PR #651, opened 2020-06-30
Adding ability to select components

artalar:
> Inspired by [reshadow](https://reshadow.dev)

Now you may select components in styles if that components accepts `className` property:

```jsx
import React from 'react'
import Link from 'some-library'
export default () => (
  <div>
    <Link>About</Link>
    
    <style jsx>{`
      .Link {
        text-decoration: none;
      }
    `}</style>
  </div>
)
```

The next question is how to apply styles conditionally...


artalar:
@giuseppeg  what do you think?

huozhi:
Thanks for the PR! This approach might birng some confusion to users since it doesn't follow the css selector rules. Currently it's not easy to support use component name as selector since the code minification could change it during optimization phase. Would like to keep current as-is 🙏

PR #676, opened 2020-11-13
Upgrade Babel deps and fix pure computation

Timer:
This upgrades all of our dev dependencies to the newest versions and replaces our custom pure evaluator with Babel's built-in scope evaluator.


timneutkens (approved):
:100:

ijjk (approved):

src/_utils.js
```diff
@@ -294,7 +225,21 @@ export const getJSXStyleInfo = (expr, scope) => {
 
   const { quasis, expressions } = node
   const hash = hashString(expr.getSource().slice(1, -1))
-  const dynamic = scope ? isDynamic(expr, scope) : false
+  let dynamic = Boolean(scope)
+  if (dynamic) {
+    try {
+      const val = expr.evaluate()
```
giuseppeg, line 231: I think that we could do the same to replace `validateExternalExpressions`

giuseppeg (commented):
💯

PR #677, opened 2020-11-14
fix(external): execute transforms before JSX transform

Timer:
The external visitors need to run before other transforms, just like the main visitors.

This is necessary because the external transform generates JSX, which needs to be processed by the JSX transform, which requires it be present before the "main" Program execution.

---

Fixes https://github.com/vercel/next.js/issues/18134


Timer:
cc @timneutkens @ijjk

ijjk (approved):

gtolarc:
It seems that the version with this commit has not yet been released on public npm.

* * *

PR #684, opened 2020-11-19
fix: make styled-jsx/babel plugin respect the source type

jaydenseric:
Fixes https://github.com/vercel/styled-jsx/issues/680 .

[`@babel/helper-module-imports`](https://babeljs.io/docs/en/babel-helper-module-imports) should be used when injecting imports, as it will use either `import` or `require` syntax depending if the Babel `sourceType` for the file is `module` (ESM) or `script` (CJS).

...

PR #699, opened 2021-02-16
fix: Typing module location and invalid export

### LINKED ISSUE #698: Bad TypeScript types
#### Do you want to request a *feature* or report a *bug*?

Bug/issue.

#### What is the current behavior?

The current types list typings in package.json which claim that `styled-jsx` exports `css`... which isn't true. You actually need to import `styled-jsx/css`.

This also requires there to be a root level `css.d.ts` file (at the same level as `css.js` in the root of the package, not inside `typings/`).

■ WHAT YOU NEED TO DO ■
From the data, report how many lines hold "vercel", leaving out any other words.

■ RESULT FOR THIS TASK ■
2